Digital ID is a danger to us all

Trusting the government with our personal data is a disaster waiting to happen.

Andrew Orlowski

Topics Politics UK

Few things stir the imagination of conspiracy theorists like the prospect of a government-backed digital-identity scheme. The obsessive advocacy of digital ID by Tony Blair of all people is just more grist to their mill. But there are perfectly rational reasons to be wary of the British state’s digital-ID scheme. For one thing, it will make us less safe.

As I recently reported in the Telegraph, I was contacted by a senior civil servant working on One Login, the UK’s digital-identity project. Announced in 2021 and developed by the Government Digital Service (GDS), One Login has absorbed over £300million in public funds so far. It is ultimately designed to help citizens access hundreds of government services and, in the shape of the gov.uk wallet, retain digital documents including an individual’s driving licence. It currently processes the sensitive personal and biometric data for three million citizens, but that number is expected to rise as the service expands.

What the senior civil servant told me was disturbing. He arrived on the project in 2022 to set up an information-assurance team, which performs a function similar to that of an auditor, assessing risk. At One Login, he found a chaotic and insecure work culture. The system was being accessed by users with ‘do anything’ system-administrator privileges thousands of times a month. Many of these users did not have the recommended security-clearance level required to work with the sensitive personal data of millions of citizens. Moreover, the GDS did not mandate locked-down workstations for staff working from home, or for the hundreds of contractors developing the system – a legacy of the GDS’s ‘geeks in jeans’ culture once eulogised by commentators. The civil servant also discovered that part of the system was being developed in Romania, a nation named by Oxford University researchers as one of the world’s ‘key cyber-crime hotspots’.

It would only take one developer with the right administrator privileges to create havoc on the system, perhaps developing ‘back doors’ into One Login that no one would even be aware of.

There is a second-line assurance team, which supports management to help manage risks. Unfortunately, the second-line assurance team is being provided by the contractor responsible for developing One Login. Third-line assurance – that is, security and risk evaluation carried out by an external, independent team – is not being performed at all.

It all seems like a recipe for disaster. As one internationally recognised security expert put it to me, ‘Basically, it’s Horizon all over again’ – a reference to the faulty accounting software system developed by Fujitsu, which led to the wrongful prosecution and conviction of hundreds of UK subpostmasters between 1999 and 2015.

Yet instead of heeding the information-assurance team’s concerns, the senior leadership team at GDS decided to shoot the messenger.
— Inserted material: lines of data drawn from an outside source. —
PR #10104, opened 2023-12-14
Add Stagetimer

adamrusted:
image

**Similarweb rank:** [416,854](https://www.similarweb.com/website/stagetimer.io/#overview)

### Checklist

### Description
Icon pulled from site header. Hex used is the primary colour used on the site.


PeterShaggyNoble (approved):
SVG looks good to me, @adamrusted. But they use a few different shades of green on their site so would we not be better to run with `#00a66c` from the logo to be safe?

PR #3813, opened 2025-02-19
Administration overhaul

### LINKED ISSUE #406: Information in validation/readme.txt should be moved into docs folder and transferred into md file
### What is happening
In `packages/framework/src/Resources/scripts/common/validation/readme.txt` (and duplicated in `packages/framework/src/Resources/scripts/admin/validation/readme.txt`) there are some useful information about the js validation but the file is lost among source code files.

Content of the files:
```
Client-side validation requires:
* subform must have HTML container with attribute id="{form_name}_{subform_name}" eg.: customer_deliveryAddressData
* collection of inputs or subforms must have HTML container with attribute id="{form_name}_{collection_name}" eg.: product_parameters
* when dynamically adding new collection item, this code must be added:
	Shopsys.validation.addNewItemToCollection('#{form_name}_{collection_name}', index);
* when dynamically removing new collection item, this code must be added:
  Shopsys.validation.removeItemFromCollection('#{form_name}_{collection_name}', index);
```

### Expected result
The information about js validation are placed in md file in docs.

### LINKED ISSUE #413: remove option macro from forms, use separate form types instead
### What is happening

At the moment, all form types have a custom option named `macro` (see FormRenderingConfigurationExtension). This feature is completely undocumented and behaves very unexpectedly - it is supported in a few specific form types and it completely switches the rendering (using a Twig macro, which is the reason behind the option's name). Also, when not set to a specific supported values, it will prevent the form input from rendering without any warning or exception.

See `theme.html.twig` for the usages:
https://github.com/shopsys/shopsys/blob/3317ff259c2230024463ca4cd7dff09eddf6374a/packages/framework/src/Resources/views/Admin/Form/theme.html.twig#L93-L101
https://github.com/shopsys/shopsys/blob/3317ff259c2230024463ca4cd7dff09eddf6374a/packages/framework/src/Resources/views/Admin/Form/theme.html.twig#L209-L217
https://github.com/shopsys/shopsys/blob/3317ff259c2230024463ca4cd7dff09eddf6374a/packages/framework/src/Resources/views/Admin/Form/theme.html.twig#L287-L292

### Expected result

The `macro` option is removed. These inputs are implemented as individual FormType implementations, similarly to `PriceTableType`, `ProductsType`, etc.

New form types are documented.

### LINKED ISSUE #2541: Select2: disabled elements are hidden
## Describe the bug
If you wanna disable some elements in choice type but you wanna still show it, you can't. Actually, if you set element as disabled it will set as hidden

### To Reproduce
1. Go to product detail in administration
2. Open file `ProductFormType` in your IDE
3. into brand element add these lines
```diff
            ->add('brand', ChoiceType::class, [
                'required' => false,
                'choices' => $this->brandFacade->getAll(),
                'choice_label' => 'name',
                'choice_value' => 'id',
+               'choice_attr' => function (Brand $brand) {
+                   return [
+                       'disabled' => 'disabled',
+                   ];
+               },
                'placeholder' => t('-- Choose brand --'),
                'label' => t('Brand'),
            ])
```
5. Refresh page with product detail in administration
6. Open brand choice list and see nothing

### Expected behavior
Disabled elements are disabled, not hidden

### Environment (please complete the following information)
 - OS: Windows 11 with docker
 - Browser: Brave (chromium)
 - Version: actual master (in unnamed project doesn't work too, he is in version 9.1.2)
 - Device: Desktop computer

### LINKED ISSUE #2623: Possibility to add an icon to any form type
In administration, there are a few form types that allow adding an icon, icon title, or symbol after input. This is ensured by `appendix_block` in `theme.html.twig`. I would like to have the possibility in all the form types (e.g. it would be very handy in `DisplayOnlyType`.) I have to implement it myself on my project now - extending `displayOnlyFields.html.twig` template, add `{{- block('appendix_block') -}}` there, and then define the icon in my form type extension by adding
```
'attr' => [
                    'readonly' => 'readonly',
                    'class' => '',
                    'icon' => true,
                    'iconTitle' => 'whatever',
                ]
```  
(I have to re-define the default values of the first two attributes - readonly and class - to make it work).

grossmannmartin:

  This pull request introduces a complete redesign and modernization of the Shopsys Platform administration theme. The legacy custom-built theme has been replaced with the modern, responsive [Tabler UI](https://tabler.io/) framework.

  **Key motivations:**
  - **Modernization & Maintainability**: Move from legacy frontend stack (custom CSS, LESS, older JS) to modern best practices (SCSS, modern JS, documented framework)
  - **Improved UX**: Cleaner, more intuitive, fully responsive interface across all devices
  - **Faster Development**: Building on well-documented Tabler framework enables quicker feature development
  - **Significant Cleanup**: Removed over 12,000 lines of legacy code, reducing codebase complexity

  **Major technical changes:**
  - **UI Framework**: Complete migration to Tabler UI with systematic template updates across all admin sections
  - **Assets**: LESS → SCSS conversion, updated webpack config, modernized dependencies
  - **JavaScript**: Replaced legacy jQuery plugins with modern libraries (tom-select, coloris), removed obsolete code
  - **Forms**: New form rendering system aligned with Tabler styling
  - **Components**: Modern modals, tooltips, responsive grids, improved accessibility

  **⚠️ Breaking Changes**: This is a major release with significant BC breaks for any project with admin customizations. Custom admin themes, CSS overrides, and JavaScript customizations will require complete rewrite to target the new Tabler-based DOM structure and CSS classes.


<!-- If you have introduced any BC breaks (https://docs.shopsys.com/en/latest/contributing/backward-compatibility-promise/), please add UPGRADE notes using `php phing upgrade-generate` -->

<!-- If you have introduced a new feature, please update docs -->

#### Fixes issues

fixes #413, fixes #2623, closes #406, closes #2541, closes #2542

<!-- Replace -->
----
  - https://mg-admin-theme.odin.shopsys.cloud
  - https://cz.mg-admin-theme.odin.shopsys.cloud
  - https://mg-admin-theme.odin.shopsys.cloud/sk
<!-- Replace -->


packages/administration/templates/form/theme.html.twig
```diff
@@ -0,0 +1,68 @@
+{% extends 'bootstrap_5_horizontal_layout.html.twig' %}
+
+{%- block textarea_widget -%}
+    {% set attr = attr|merge({'data-bs-toggle': 'autosize'}) %}
+    {{- parent() -}}
+{%- endblock -%}
+
+{%- block form_widget_simple -%}
+    {% if symbolAfterInput is defined or symbolBeforeInput is defined or rawSymbolAfterInput is defined or rawSymbolBeforeInput is defined %}
```
vitek-rostislav, line 9: Those symbols before/after inputs deserve mention in docs IMHO

vitek-rostislav: btw it looks like https://github.com/shopsys/shopsys/issues/2623 is solved by your PR, right? Hooray :)

packages/administration/templates/form/theme.html.twig
```diff
@@ -0,0 +1,73 @@
...
+{%- block form_label -%}
+    {% if label is not same as(false) %}
+        {{- parent() -}}
+    {% endif %}
+{%- endblock -%}
+
+{%- block form_group_class -%}
+    {# if label is not rendered, render form group with full width #}
+    {%- if label is same as(false) -%}
+        col
```
vitek-rostislav, line 57: is this something that should stay here or is it a forgotten placeholder?

packages/administration/templates/bundles/TwigBundle/Exception/error500.html.twig
```diff
@@ -1,26 +1,19 @@
...
-</html>
+{% extends '@ShopsysAdministration/layout/layout_error.html.twig' %}
+
+{% block error_content %}
+    <div class="empty-header">500</div>
+
+    <p class="empty-title">{{ 'Oops! Error occurred.'|trans }}</p>
+
+    <p class="empty-subtitle text-secondary">
+        {{ 'Uh-oh, uh-oh. And specially <strong>"%status_code% %status_text%"</strong>, as if it was on purpose!'|transHtml({ '%status_code%': status_code, '%status_text%': status_text }) }}
```
vitek-rostislav, line 9: Love the fact we have these messages back :)

packages/administration/templates/layout/layout_with_panel.html.twig
```diff
@@ -0,0 +1,87 @@
...
+                                    <div class="dropdown-menu">
+                                        <div class="btn-list m-3 justify-content-end">
+                                            {{ btnContent|raw }}
+                                        </div>
+                                    </div>
+                                </div>
+
+                                <div class="btn-list d-none d-md-flex">
+                                    {{ btnContent|raw }}
+                                </div>
```
vitek-rostislav, line 75: btnContent is here rendered twice because of the responsive, right?

packages/administration/templates/form/type/ColorPickerType.html.twig
```diff
@@ -0,0 +1,4 @@
+{% block color_picker_widget %}
+    {% set attr = attr|merge({'data-coloris': ''}) %}
```
vitek-rostislav: just a idea - is it necessary to define the data attribute via the custom widget template? Would not it be easier to define that directly in ColorPickerType? (`$resolver->setDefaults(['attr' => ['data-coloris' => '']]);` in `configureOptions`). However, when I type it, I am not sure which approach is better. Using the template would be probably more common approach, right? Let's discuss it, please

docs/introduction/using-form-types.md
```diff
@@ -74,10 +74,6 @@ there is `DisplayOnlyType` which does not map property onto `entity` and let you
 
 Displays custom URL based on routing system.
 
-### [LocalizedFullWidthType]({{github.link}}/packages/framework/src/Form/LocalizedFullWidthType.php)
-
-Displays localized field in vertical order of full-width label and inputs.
-
```
vitek-rostislav, line 80: this is removed because everything is now full width by default?

packages/framework/src/Form/DatePickerType.php
```diff
@@ -31,6 +31,9 @@ public function configureOptions(OptionsResolver $resolver): void
             'widget' => 'single_text',
             'format' => static::FORMAT_PHP,
             'html5' => false,
+            'attr' => [
+                'data-js-datepicker' => 'true',
+            ],
```
vitek-rostislav, line 36: ah, in addition to my previous commit, we have inconsistency here :smile:

packages/administration/templates/form/theme.html.twig
vitek-rostislav: ah, I see it should return a css class, so "col" is ok, right?

packages/framework/assets/js/admin/components/SortableValues.js
```diff
@@ -46,17 +46,33 @@ export default class SortableValues {
...
     }
 
     enableOptionOfItem($item) {
         const $container = $item.closest('.js-sortable-values-container');
         const $input = $item.find('.js-sortable-values-item-input');
         const $option = $container.find(`.js-sortable-values-input [value="${$input.val()}"]`);
 
-        $option.prop('disabled', false);
+        const $select = $option.closest('.js-sortable-values-input');
+        const tomSelectInstance = $select[0].tomselect;
```
vitek-rostislav, line 62: disableOption and enableOptionOfItem share basically the same code (finding the tomSelect instance and updating it with disabled value), maybe it is worth extracting into a function?

vitek-rostislav: but it is rather nitpick

packages/framework/src/Form/Admin/Store/StoreFormType.php
```diff
@@ -164,6 +164,7 @@ private function createUserInformationGroup(FormBuilderInterface $builder): Form
             ])
             ->add('openingHours', CollectionType::class, [
                 'label' => t('Opening hours'),
+                'help' => t('Enter in the store local time'),
                 'entry_type' => OpeningHoursRangeCollectionFormType::class,
```
vitek-rostislav, line 168: love the fact we can use this :partying_face:

packages/framework/src/Controller/Admin/AdministratorController.php
```diff
@@ -78,16 +78,16 @@ public function listAction(): Response
...
-        $grid->setActionColumnClassAttribute('table-col table-col-10');
         $grid->addEditActionColumn('admin_administrator_edit', ['id' => 'a.id']);
         $grid->addDeleteActionColumn('admin_administrator_delete', ['id' => 'a.id'])
             ?->setConfirmMessage(t('Do you really want to remove this administrator?'));
 
-        $grid->setTheme('@ShopsysFramework/Admin/Content/Administrator/listGrid.html.twig');
+        $grid->setTheme('@ShopsysAdministration/content/administrator/listGrid.html.twig');
 
-        return $this->render('@ShopsysFramework/Admin/Content/Administrator/list.html.twig', [
+        return $this->render('@ShopsysAdministration/content/administrator/list.html.twig', [
```
vitek-rostislav, line 98: I suppose for now, we can live with the fact that the framework controller should actually not know about the administration package, right?

packages/administration/templates/content/advert/list.html.twig
```diff
@@ -1,17 +1,19 @@
-{% extends '@ShopsysFramework/Admin/Layout/layoutWithPanel.html.twig' %}
+{% extends '@ShopsysAdministration/layout/layout_with_panel.html.twig' %}
 
 {% block title %}- {{ 'Advertising system'|trans }}{% endblock %}
+
+{% block pre_title %}{{ 'Overview'|trans }}{% endblock %}
 {% block h1 %}{{ 'Advertising system'|trans }}{% endblock %}
```
vitek-rostislav, line 6: I am wondering, it is also rather a nitpick, however, maybe we could get rid of 43 occurrences of `{% block pre_title %}{{ 'Overview'|trans }}{% endblock %}` in the templates? Maybe we could create a common ancestor for the list templates? It could also remove the simplify the main content rendering that duplicates `gridView.render()` calls in a lot of the templates.  Maybe this idea conflicts with CRUD controllers, but we can at least talk about it.

packages/framework/src/Controller/Admin/ArticleController.php
```diff
@@ -232,9 +232,10 @@ public function saveOrderingAction(Request $request): JsonResponse
 
     /**
      * @param string $articlePlacement
+     * @param string $articlePlacementTitle
      * @return \Shopsys\FrameworkBundle\Component\Grid\Grid
      */
-    protected function getGrid(string $articlePlacement): Grid
+    protected function getGrid(string $articlePlacement, string $articlePlacementTitle = ''): Grid
```
vitek-rostislav: the default value is not necessary, or is it because of BC?

packages/administration/templates/content/complaint/advancedSearch/advancedSearch.html.twig
```diff
@@ -0,0 +1,25 @@
+{{ form_start(advancedSearchForm) }}
+    <div id="js-advanced-search-rules-box">
```
vitek-rostislav, line 2: long time ago, I had an idea of refactoring the advanced search templates to avoid DRY, I am putting the note here so that we can discuss it, or so that I do not forget to create an issue :)

packages/administration/templates/content/complaint/listGrid.html.twig
```diff
@@ -9,12 +9,12 @@
...
     {% else %}
         {{ row.cmp.manualDocumentNumber }}
-        {{ info_icon('Complaint was created manually without link to a particular order'|trans, tooltipPlacement: 'right') }}
+        {{ info_icon('Complaint was created manually without link to a particular order'|trans) }}
     {% endif %}
 {% endblock %}
 
 {% block grid_value_cell_id_domain_id %}
-    {{ domainIcon(value, 'small') }}
+    {{ domain_icon(value) }}
```
vitek-rostislav: this could be placed in the main grid theme, right?

packages/administration/templates/content/categorySeo/readyCombination.html.twig
```diff
@@ -0,0 +1,47 @@
...
+{% block pre_title %}{{ 'Extended SEO category'|trans }}{% endblock %}
+{% block h1 %}{{ 'Edit the combination with SEO values'|trans }}{% endblock %}
+
+{% block main_content %}
+    <div class="card mb-3">
+        <div class="card-body">
+            <h3 class="card-title">{{ 'Filter summary' }}</h3>
+            <div class="datagrid">
+                {{ _self.infoLine('Domain'|trans, selectedCategorySeoMixCombinationDomainConfig.name) }}
+
```
vitek-rostislav, line 16: no need to import self as _self?

packages/administration/templates/form/type/MultidomainType.html.twig
```diff
@@ -0,0 +1,38 @@
+{% block multidomain_row %}
+    {%- set row_class = (row_attr.class|default('') ~ ' mb-3')|trim -%}
+    <div {% with {attr: row_attr|merge({class: row_class})} %}{{ block('attributes') }}{% endwith %}>
+        {{ form_label(form) }}
+
+        {{ form_help(form) }}
+
+        {% if layout is same as constant('\\Shopsys\\FrameworkBundle\\Form\\Locale\\LocalizedType::LAYOUT_INLINE') %}
+            <fieldset>
```
vitek-rostislav, line 9: wring constant IMHO, should be the one from MultidomainType class, right?

vitek-rostislav: ah, ok, it is rewritten later

packages/administration/templates/content/blog/article/list.html.twig
```diff
@@ -0,0 +1,28 @@
...
+    <a href="{{ url('admin_blogarticle_new') }}" class="btn btn-primary">
+        {{ ux_icon('plus') }}
+        {{ 'Create new blog article'|trans }}
+    </a>
+{% endblock %}
+
+{% block main_content %}
+    {{ form_start(quickSearchForm) }}
+    {% include '@ShopsysAdministration/partial/_quick_search_form.html.twig' with {
+        form_input: quickSearchForm.text,
```
vitek-rostislav, line 18: I love the idea of creating th quick search form template to avoid DRY. I still see a few "direct" usages of the quick search form that do not use the template, is that intended or could it be yet rewritten as well? The "few" is probably just the following two places - `packages/administration/templates/content/complaint/quickSearchFormContent.html.twig` and `packages/administration/templates/content/product/quickSearchFormContent.html.twig`

packages/framework/src/Form/Admin/Pricing/Currency/CurrencySettingsFormType.php
```diff
@@ -53,8 +53,8 @@ public function buildForm(FormBuilderInterface $builder, array $options): void
                     ],
                 ],
             ])
-            ->add('actionBar', ActionBarType::class, [
-                'save_label' => t('Save changes'),
+            ->add('save', SubmitType::class, [
+                'label' => t('Save default currencies'),
```
vitek-rostislav, line 57: nice catch to change this :clap:

packages/framework/src/Model/Product/Flag/FlagGridFactory.php
```diff
@@ -40,7 +40,21 @@ public function create(?string $editRole): Grid
...
+            'f.id',
+            function ($row) {
+                $color = strtr($row['f']['rgbColor'], ['#' => '']);
+                $r = hexdec(substr($color, 0, 2));
+                $g = hexdec(substr($color, 2, 2));
+                $b = hexdec(substr($color, 4, 2));
+
+                $brightness = ($r * 0.299 + $g * 0.587 + $b * 0.114);
+                $row['textColor'] = $brightness > 128 ? '#25283d' : '#ffffff';
+
```
vitek-rostislav: setting the text color is a brilliant idea. However, where do the numbers come from? Is there an existing formula for the brightness calculation from rgb? Could we maybe extract it into a function so it is somehow better understandable? Maybe a comment above the function - something like "to ensure text is well readable with the flag background color..." + the link to the formula (if exists) would be great. Btw, how is this solved on the storefront? :smile:

vitek-rostislav: ah, I see `getYIQContrastTextColor` in `colors.ts` :grin:

packages/administration/templates/content/flag/deleteForbidden.html.twig
```diff
@@ -0,0 +1,23 @@
...
+
+{% if hasPromoCodeDependency %}
+    <p>{{ 'Promo code'|trans }}</p>
+{% endif %}
+
+{% if hasSeoMixDependency %}
+    <p>{{ 'Extended SEO categories'|trans }}</p>
+{% endif %}
+
+{# buttons should be consistent withass the result of Shopsys.window JS function in Resources/scripts/admin/window.js #}
```
vitek-rostislav: "withass" is a typo, right? :smile: Moreover, `Resources/scripts/admin/window.js` does not exist. Moremoreover, maybe the comment is not neccessary at all? Or should be added to the common delete confirm templates as well? Lets at least talk about it, please

packages/administration/templates/content/flag/listGrid.html.twig
```diff
@@ -15,7 +15,7 @@
 
 {% block grid_value_cell_id_rgbColor %}
     {% if value is not empty %}
-        <span class="in-pill" style="background-color: {{ value }};">{{ value }}</span>
+        <span class="badge badge-pill" style="background-color: {{ value }}; color: {{ row.textColor}}; width: 7em">{{ value }}</span>
     {% endif %}
```
vitek-rostislav, line 19: one weird thing - I am not able to mark and copy the rgb text in the grid

packages/administration/templates/content/default/cronDetail.html.twig
```diff
@@ -0,0 +1,20 @@
+{% extends '@ShopsysAdministration/layout/layout_with_panel.html.twig' %}
+
+{% block title %}- {{ 'Cron detail'|trans }} - {{ cronName }}{% endblock %}
+{% block h1 %}{{ 'Cron detail'|trans }} - {{ cronName }}{% endblock %}
```
vitek-rostislav: really a nitpick, but after I saw a lot of usages of the pre-title in this PR, I would say this would look better:
```
{% block pre_title %}{{ 'Cron detail'|trans }}{% endblock %}
{% block h1 %}{{ cronName }}{% endblock %}
```

packages/administration/templates/content/payment/listGrid.html.twig
```diff
@@ -0,0 +1,17 @@
...
+
+{% block grid_value_cell_id_name %}
+    <a href="{{ url('admin_payment_edit', { id: row.p.id }) }}">{{ value|nameWithFallbackOnEmpty }}</a>
+{% endblock %}
+
+{% block grid_value_cell_id_price %}
+    <div class="badges-list">
+        <span class="badge">
+            {{ value|priceWithCurrencyByDomainId(row.domainId) }}
+        </span>
```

Staff on the assurance team were moved to menial tasks and a HR issue was raised against the whistleblower. New officials were then brought in. Their job was to tell management what they wanted to hear: that everything was fine and ministers’ deadlines would be met. Using the narrow rights provided under the Public Interest Disclosure Act 1998, the senior civil servant then blew the whistle.

None of this news will inspire public confidence in One Login and the state services that use it – which if all goes to plan, will be every public service except healthcare. We only have to look at the struggles of Marks & Spencer this week, which had to suspend online sales as it grappled with a cyber attack, to see how much damage an insecure piece of critical infrastructure can do. ‘Imagine if [what happened to M&S] happened to Companies House or the Land Registry’, one digital-identity expert told me.

There is significant potential for fraud in any system where someone has obtained a false identity. A fake One Login ID could allow someone to evade criminal-records checks or even take custody of a child.

For technocrats like Blair, digital identity has no downside, only an upside. They have been obsessed with expanding the state’s ability to manage citizens for decades. When in power himself during the 2000s, Blair envisaged a vast central state database of citizens, each obliged to pay over £100 for an ID card. The New Labour ID-card scheme was killed off by the coalition government in 2010. The coalition then created GDS in 2011, which then tried to establish a new digital-ID scheme called Verify. Over £400million of taxpayer’s money was spent on Verify before it, too, was finally abandoned in 2023.

One Login is the successor to Verify and New Labour’s ID-cards scheme. For Blair, it seems the dream never dies. According to the Tony Blair Institute for Global Change, introducing digital ID will ‘improve governance, facilitate greater inclusion, fuel economic growth’ and ‘make information more secure’.

The revelations from within the One Login juggernaut suggest otherwise. Digital ID will not ‘improve governance’ or ‘facilitate greater inclusion’. Far from it. What it will do is put our private data at serious risk. This is a threat to us all.